**WHAT TO WORK ON**
Within the data below, find the string "https" and return each line where it occurs.

* * *

PR #155, opened 2018-11-02
templates: use cluster-name.base-domain for etcd srv search

abhinavdahiya:
Requires: https://github.com/openshift/installer/pull/596

/cc @crawford

PR #156, opened 2018-11-02
templates: fix etcd discovery-srv endpoint

abhinavdahiya:
https://github.com/openshift/machine-config-operator/pull/155 missed changing the
--discovery-srv flag on etcd to cluster-name.basedomain

/cc @crawford


abhinavdahiya:
@wking tests are green. :)

PR #157, opened 2018-11-05
[WIP] Switch to using library-go helpers to read installconfig from file

damemi:
Depends on https://github.com/openshift/library-go/pull/77/

Pulls code that parses `cluster-config.yaml` from file into a helper in `library-go`. This change uses that helper


damemi:
cc @sttts

abhinavdahiya:
/close

Looks like this is obsolete approach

* * *

**REPLY**
Requires: https://github.com/openshift/installer/pull/596
https://github.com/openshift/machine-config-operator/pull/155 missed changing the
Depends on https://github.com/openshift/library-go/pull/77/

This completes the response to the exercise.